The History of Intermountain Anesthesia

Robert Hague, CRNA
Intermountain Anesthesia, P.A., Idaho Falls, Idaho

Picture this: a tyrant anesthesiologist who did not understand the significance of poor customer service and the impact of his ineffective communication, frustrated surgeons whose cases were randomly cancelled at the whim of said anesthesiologist with or without medical justification, and hospital administrators trapped in an exclusive anesthesia contract, who were feeling the pressure to increase surgical volumes and surgeon and patient satisfaction in hopes of avoiding the opening of a competing surgical center. For a sleepy town in the intermountain west, an anesthesia practice was on the brink of a business disaster.

At a small diner across from the local stockyard, an anesthesiologist and a CRNA met to discuss how to save their livelihoods. They identified long term group stability, clinical excellence, and aligned business incentives as the hallmarks of a successful anesthesia enterprise. On the back of a napkin in 1981, the framework was etched to create an innovative anesthesia practice owned by both anesthesiologists and nurse anesthetists. Aided by a young state senator (Idaho state law at the time did not allow incorporation of nurses with physicians) and a business start-up loan from a hospital administrator (sealed with a good faith handshake) Intermountain Anesthesia, PA was created. The initial group consisted of three anesthesiologists and seven nurse anesthetists.

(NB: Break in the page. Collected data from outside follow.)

PR #1128, opened 2026-06-06
fix(x64): float-to-float bitcast cast miscompile (2.5::f64)

### LINKED ISSUE #1126: codegen: explicit ::f64 cast on a float literal miscompiles (2.5::f64 wrong, bare 2.5 correct)
Found during #1089 verification. An explicit `::f64` cast on a float literal (e.g. `2.5::f64`) miscompiles to a wrong value, while the bare literal `2.5` is correct. std uses bare float literals, so it's not on the bootstrap path, but it's a real codegen bug in the float-literal cast path. Likely the cast re-interprets or re-widths the already-f64 literal incorrectly. Repro: compare `val x: f64 = 2.5;` vs `val x: f64 = 2.5::f64;` at runtime.

octalide:
## Summary

An explicit `::f64` cast on a float literal (e.g. `2.5::f64`) miscompiled to a wrong value at runtime, while the bare literal `2.5` was correct.

## Root cause

A same-width float-to-float cast lowers to an `OP_BITCAST` (`src/lang/me/lower/expr.mach`, `lower_cast`). In x64 instruction selection, `MIR_BITCAST` was unconditionally rewritten to `x64.MOV` — a **general-purpose register** move. Because the XMM and GP register id spaces overlap (XMM0 == RAX, XMM1 == RCX, ...), the GP MOV moved the aliased integer register's bytes instead of the float value, corrupting it. This is the same float-GP-alias hazard the `retag_float_moves` pass already guards for `MIR_MOV` / `MIR_LOAD` / `MIR_STORE`.

## Fix

A `MIR_BITCAST` whose operands are FP-class is a float register copy, so it joins `retag_float_moves` and becomes `MIR_FMOV` (MOVSS / MOVSD) like the ABI / phi float copies. A cross-domain reinterpret never reaches this point: lowering routes int<->float through the CVT family, so a `BITCAST`'s `[dst, src]` operands always share a register class.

Today, we believe that Intermountain Anesthesia, PA is well positioned for the economic and political constraints facing anesthesia practices. Aligned business incentives and resource utilization are aimed to minimize non-unit producing activities while focusing on surgeon and patient satisfaction. This unique anesthesia care team structure allows for a significantly reduced operating cost per anesthetizing location.

Our current staff of five anesthesiologists and thirteen nurse anesthetists practices in a non-medically directed modality, billing for cases utilizing either AA or QZ codes. Functionally, two anesthesiologists facilitate pre-operative evaluations, manage operative coordination at the OR desk, and resolve issues with recovering patients while two anesthesiologists and ten nurse anesthetists provide services to our twelve anesthetizing locations. Each day as the surgical volume is completed group members leave for the day as operating rooms are closed. This process is completed utilizing an “off list” where the post-call members leave first followed by the call team for the following day, repeating until the call team consisting of one anesthesiologist and three nurse anesthetists remain.

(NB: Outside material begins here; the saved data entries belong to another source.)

PR #1149, opened 2026-06-06
refactor(comptime): scoped (mark-delimited) environment, fix block-local val leak

### LINKED ISSUE #1143: comptime: replace the flat per-module const table with a scoped (push/pop) environment
The comptime evaluator's constant environment is a single per-module, append-only `user_consts` list with first-match lookup. Block-local `val` comptime consts get registered into it during resolve and are **never popped**, so a block-local const leaks into the module scope permanently and can shadow a same-named module const in a *later* function. This was the root of several value-param-monomorphization (#1075) bugs — the lookup-order fix had to bolt on a separate param-binding stack to get shadowing right, and `$if` is eagerly arm-selected across three passes against this one flat context.

## Design
Give comptime evaluation a real lexical environment: a stack of scope frames with push/pop, so:
- a block-local comptime `val` is visible only within its block (popped on exit), shadowing outer consts within scope, never leaking;
- module-level consts, imported pub consts, `$mach.*` params, and value-instance `$param` bindings all live in clearly-ordered frames (innermost wins), unifying the ad-hoc param stack added in #1075;
- `$if`/`$or` selection composes naturally with the scoped environment.

This is a front-end refactor (resolve / sema / comptime eval). The only user-visible semantic change is in cases that are currently bugs (block-local-shadows-module-const in a later function); well-behaved code is unaffected.

Pre-1.0 (maintainer: critical). Best done on a stable base — fixpoint-delicate front-end area; design->implement->review arc with the standard review gate.

octalide:
Closes #1143.

Replaces the comptime evaluator's flat per-module constant table (plus the separate #1075 param stack) with a single scoped, mark-delimited environment. Fixes the block-local-comptime-`val` leak at the source.

## Step 1 gate (the cheap-design precondition)
Searched all of `src/` + `dep/mach-std/src/`: **no `$if`/`$or` gate inside a function block references a block-local comptime `val`.** Every real `$if`/`$or` condition reads only `$mach.*` target parameters. The leak-at-source removal therefore cannot change arm selection, so the cheap design is safe.

## What changed
- **`comptime.mach`**: `ComptimeCtx` now holds one `entries`/`entries_len`/`entries_cap` array (replacing the six `user_const*`/`param*` fields). A frame is implicit: the run `[mark, entries_len)`. `bind` appends; `frame_open`/`frame_close` (returning/consuming `FrameMark`) scope a frame; `lookup` is a single reverse scan where the innermost (latest-bound) name wins. `$mach.*` stays out of `entries` (resolved structurally).
- **module frame**: the bottom run `[0, module_mark)`, built once and never closed — what all three passes read. Populated by driver `register_val_for_load` + `merge_pub_consts` and resolve `collect_one_decl`, all via `bind`. Collect is now idempotent on an already-bound name, so the load+collect double-registration of module pub vals never duplicates.
- **leak fix** (`resolve.mach` `bind_local_decl`): dropped the block-local comptime-const registration. A block-local `val` is never put in the ctx, so it can't leak / shadow a later module const. Lexical scope is untouched, so runtime uses still resolve.
- **subsume #1075** (`lower.mach` `emit_one_value_instance`): `param_mark`/`push_param`/`param_truncate` → `frame_open`/`bind`/`frame_close` on the origin ctx, closing the frame on both the success and error paths.

## Verification
- `make clean && make`: exit 0 (full cmach → imach → smach → mach bootstrap).
- **Self-host fixpoint BYTE-IDENTICAL**: `mach build` → `mach2`, `cmp -s` identical. Fold-equivalence confirmed — no winning binding moved.
- Test suites + differential + value-param + leak regression: see PR comments.

### DIFF
--- a/examples/06_comptime/lib.mach
+++ b/examples/06_comptime/lib.mach
@@ -19,5 +19,5 @@ pub val LIB_BASE: i64 = 100;
 pub fun op($op: u8, a: i64, b: i64) i64 {
     $if (op == OP_ADD) { ret a + b; }
     $or (op == OP_SUB) { ret a - b; }
-    ret a * b;
+    $or { ret a * b; }
 }
--- a/examples/06_comptime/lib.mach
+++ b/examples/06_comptime/lib.mach
@@ -1,0 +1,23 @@
+# a sibling module for the comptime-scoping regression: it exports a comptime
+# value-parameter function gated on this module's OWN `pub val`s, so a caller in
+# another module folds the `$if` arms against THIS module's comptime constants
+# (the value-instance origin frame), not the caller's. it also exports a plain
+# comptime `pub val` to cover cross-module const reads.
+
+# distinct from main's MODE_* on purpose: a value-param instance must fold its
+# `$if` gate against these (lib's) consts, never against a same-named const that
+# might exist in the calling module.
+pub val OP_ADD: u8 = 0;
+pub val OP_SUB: u8 = 1;
+pub val OP_MUL: u8 = 2;
+
+# a cross-module comptime const, read both bare and via an alias.
+pub val LIB_BASE: i64 = 100;
+
+# a comptime value-parameter function defined in lib: each instance compiles only
+# the arm its `$op` selects, folded against lib's OP_* above.
+pub fun op($op: u8, a: i64, b: i64) i64 {
+    $if (op == OP_ADD) { ret a + b; }
+    $or (op == OP_SUB) { ret a - b; }
+    ret a * b;
+}
--- a/examples/06_comptime/main.mach
+++ b/examples/06_comptime/main.mach
@@ -47,7 +47,9 @@ fun apply($mode: u8, n: i64) i64 {
     $or (mode == MODE_SQUARE) {
         ret n * n;
     }
-    ret 0;
+    $or {
+        ret 0;
+    }
 }
 
 # comptime params also drive a mix of compile-time and runtime parameters: the
@@ -55,7 +57,7 @@ fun apply($mode: u8, n: i64) i64 {
 fun combine($op: u8, a: i64, b: i64) i64 {
     $if (op == 0) { ret a + b; }
     $or (op == 1) { ret a - b; }
-    ret a * b;
+    $or { ret a * b; }
 }
 
 # a comptime float parameter keys an instance by its exact value: floats that
@@ -63,7 +65,7 @@ fun combine($op: u8, a: i64, b: i64) i64 {
 fun scale($factor: f64, n: i64) i64 {
     $if (factor == 1.5) { ret n + n / 2; }
     $or (factor == 1.9) { ret n + n; }
-    ret n;
+    $or { ret n; }
 }
 
 # #1143 regression: a block-local comptime `val` must never leak into the module
--- a/examples/06_comptime/main.mach
+++ b/examples/06_comptime/main.mach
@@ -9,6 +9,12 @@ use std.runtime;
 use std.print.println;
 use std.print.printlnf;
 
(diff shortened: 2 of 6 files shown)


octalide:
## Verification results

**Step 1 gate (precondition for the cheap design):** searched all of `src/` + `dep/mach-std/src/`. **No `$if`/`$or` gate inside a function block references a block-local comptime `val`** — every real `$if`/`$or` condition reads only `$mach.*` target parameters. Removing the leak-at-source registration cannot change arm selection, so the cheap design is safe (the larger synchronized-block-frames design is not needed).

**Build:** `make clean && make` → exit 0 (full cmach → imach → smach → mach bootstrap).

**Self-host FIXPOINT — byte-identical (the key gate):**
`mach build` → `mach2`, `cmp -s out/bin/mach out/bin/mach2` → **identical**. Fold-equivalence confirmed: no winning binding moved. The module-const double-registration now folds the same init in the same env and is deduped at collect to a single entry, so reverse-scan lookup observes exactly the same CTValue the old first-match scan did.

**Tests:**
- `mach test --cwd .` → **200 PASS, 0 FAIL**.
- `examples/06_comptime` → **132 PASS, 0 FAIL** (incl. all 5 #1075 value-param cases + 5 new #1143 regressions).
- `examples/11_casts` → **128 PASS, 0 FAIL**.
- `tools/test/differential.sh` (both arms: -O0 vs -O2, and smach vs mach) → **11 inputs, all consistent**.

**#1075 value-param cases all pass:** same-module (`apply`/`combine`/`scale`), cross-module bare (`op`) + aliased (`lib.op`), `$param`-shadows-module-val (`shadow_param`), block-local-val-does-not-shadow-module-const-in-a-later-fn (`gated`).

**Regression discrimination (proves the new test is not vacuous):** built a leak-injected compiler (block-local val bound into the ctx without the dedup), ran the example suite against it → the `block-local comptime val does not leak` test **FAILED** (131 PASS / 1 FAIL). The same test passes against the fixed compiler. The fix is genuinely exercised.

octalide:
Merged latest `dev` (PR #1148 infer-cast followup) into the branch and re-verified the full gate set on the merged tree:

- `make clean && make` → exit 0
- self-host fixpoint → **byte-identical** (`cmp -s mach mach2`)
- `mach test --cwd .` → **200 PASS / 0 FAIL**
- `examples/06_comptime` → **132 / 0**, `examples/11_casts` → **128 / 0**
- `tools/test/differential.sh` (both arms) → **11 inputs, all consistent**

Copilot review: 4/4 files reviewed, no comments. Marking ready.

octalide:
Addressed all three Copilot review comments in ebabc66:

1. **`comptime.bind` error swallowed** — `try_register_comptime_const` now returns `Result[bool, str]` and propagates the bind result instead of discarding it; the `bind_local_decl` caller propagates in turn. An allocation failure can no longer leave a module const silently unregistered (which would surface as a confusing use-site "not a comptime constant" error). This matches the driver load-pass sibling, which already propagates. Best-effort skips (non-comptime initializer, already-bound, empty span) still return `ok`.
2. **Drifting line number** — removed the hardcoded `comptime.mach:702` reference from the driver.mach comment.
3. **Dead trailing arm** — closed each value-instance `$if`/`$or` chain (`op`, `combine`, `apply`, `scale`) with an unconditional `$or {}` else arm so every monomorphized instance compiles exactly one branch, matching the `gated`/`shadow_param` idiom already in the fixture.

Re-verified the full gate on the merged tree: build OK, byte-identical self-host fixpoint, `mach test --cwd .` 200/0, examples/06_comptime 132/0, examples/11_casts 128/0, differential consistent.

Like most anesthesia corporations, Intermountain Anesthesia elects a President, Vice President, Secretary/ Treasurer, and a Department Chair. Utilizing a board of directors, with equal representation of anesthesiologist and nurse anesthetists, all financial corporate matters, clinical decisions with a fiscal impact, and disciplinary matters are discussed and reviewed. Income goals are evaluated yearly based on industry benchmarks and call burden. The board of directors proposed incomes and operating budget are presented to the entire ownership for approval. Once approved monthly payroll is simply a percentile function of the net monthly collection. This process, coupled with a revenue guarantee arrangement for our services, has enabled the group to very accurately predict incomes.

The future of anesthesia will most assuredly encounter economic and political constraints compounded by production pressures. An increase in government insured patients will have a devastating impact on overall payor mix. Additional pay for performance regulations will likely convert to deductions from reimbursements for failure to meet future performance benchmarks. Increasing costs of employee health, disability, and other benefits threaten recruitment and retention in most anesthesia practices. Surgical services demand is likely to continue to grow as the baby boomers require services while many providers reach the age of retirement. Hospital stipends to support anesthesia practices will likely decrease in frequency and value. All the while anesthesia societies continue to attack each other rather than finding solutions together to shore up gaps in reimbursement. Will your practice consider the innovative, collaborative, leveraged anesthesia care team to help meet those challenges?